● Try it: Copy, from the entries below, each line in which the string "that" appears.

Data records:
=== Begin Enclosure ===
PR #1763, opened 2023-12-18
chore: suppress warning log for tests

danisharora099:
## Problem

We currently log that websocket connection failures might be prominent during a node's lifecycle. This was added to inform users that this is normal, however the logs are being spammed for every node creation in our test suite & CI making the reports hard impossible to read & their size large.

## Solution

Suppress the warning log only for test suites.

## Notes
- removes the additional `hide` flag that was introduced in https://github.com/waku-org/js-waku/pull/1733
=== End Enclosure ===
=== Begin Enclosure ===
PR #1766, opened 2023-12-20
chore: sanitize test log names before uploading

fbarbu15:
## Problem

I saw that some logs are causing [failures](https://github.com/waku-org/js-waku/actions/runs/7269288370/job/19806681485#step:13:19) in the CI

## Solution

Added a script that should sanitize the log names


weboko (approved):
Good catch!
=== End Enclosure ===
● Answer to this task:
We currently log that websocket connection failures might be prominent during a node's lifecycle. This was added to inform users that this is normal, however the logs are being spammed for every node creation in our test suite & CI making the reports hard impossible to read & their size large.
- removes the additional `hide` flag that was introduced in https://github.com/waku-org/js-waku/pull/1733
I saw that some logs are causing [failures](https://github.com/waku-org/js-waku/actions/runs/7269288370/job/19806681485#step:13:19) in the CI
Added a script that should sanitize the log names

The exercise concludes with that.